Your assignment
A word-for-word printout of the whole listing is needed.

Recorded data

PR #399, opened 2024-03-13
Inherit version and options from inner transaction when building relayedV2 transaction

popenta:


src/relayedTransactionV2Builder.ts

Expected answer
PR #399, opened 2024-03-13
Inherit version and options from inner transaction when building relayedV2 transaction

popenta:


src/relayedTransactionV2Builder.ts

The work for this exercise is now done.